Ultrafast Auger spectroscopy of quantum well excitons in a strong magnetic field

TL;DR

This paper theoretically investigates how Auger scattering influences the ultrafast nonlinear optical response of quantum well excitons in strong magnetic fields, revealing dominant inter-LL scattering effects and quantum beats in FWM signals.

Contribution

It demonstrates that Auger processes dominate exciton dynamics in strong magnetic fields and provides nonperturbative numerical analysis of their impact on FWM polarization.

Findings

Auger scattering remains unsuppressed in nonlinear response under strong magnetic fields.

Inter-LL scattering causes significant enhancement and oscillations in FWM signals.
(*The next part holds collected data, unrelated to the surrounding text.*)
PR #330, opened 2025-07-22
Additional muon trigger scale factor function

moritzmolch:
This pull request adds a function for trigger scale factor evaluation that takes the trigger flag as additional input column. The scale factor is only evaluated when the trigger flag is set to true, i.e., when the trigger has fired. Otherwise, the scale factor is set to 1. This mitigates implementing acceptance conditions of the trigger directly in the C++ function.

### DIFF
--- a/src/muons.cxx
+++ b/src/muons.cxx
@@ -383,7 +383,7 @@ Trigger(ROOT::RDF::RNode df,
 
 /**
  * @brief This function calculates muon trigger scale factors (SFs) for a single
- * muon dependening on its pseudorapidity (\f$\eta\f$) and transverse momentum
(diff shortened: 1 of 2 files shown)


src/muons.cxx
```diff
@@ -375,6 +375,78 @@ Trigger(ROOT::RDF::RNode df,
         {pt, eta});
     return df1;
 }
+
+/**
+ * @brief This function calculates muon trigger scale factors (SFs) for a single
+ * muon dependening on its pseudorapidity (\f$\eta\f$) and transverse momentum
```
nshadskiy, line 381: *depending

Quantum beats between two-exciton states are observed due to Auger processes.

Abstract

We study theoretically the ultrafast nonlinear optical response of quantum well excitons in a perpendicular magnetic field. We address the role of many-body correlations originating from the electron scattering between Landau levels (LL). In the linear optical response, the processes involving inter-LL transitions are suppressed provided that the magnetic field is sufficiently strong. However, in the nonlinear response, the Auger processes involving inter-LL scattering of two photoexcited electrons remain unsuppressed. We show that Auger scattering plays the dominant role in the coherent exciton dynamics in strong magnetic field. We perform numerical calculations for the third-order four-wave-mixing (FWM) polarization which incorporate the Auger processes nonperturbatively. We find that inter-LL scattering leads to a strong enhancement and to oscillations of the FWM signal at negative time delays. These oscillations represent quantum beats between optically-inactive two-exciton states related to each other via Auger processes.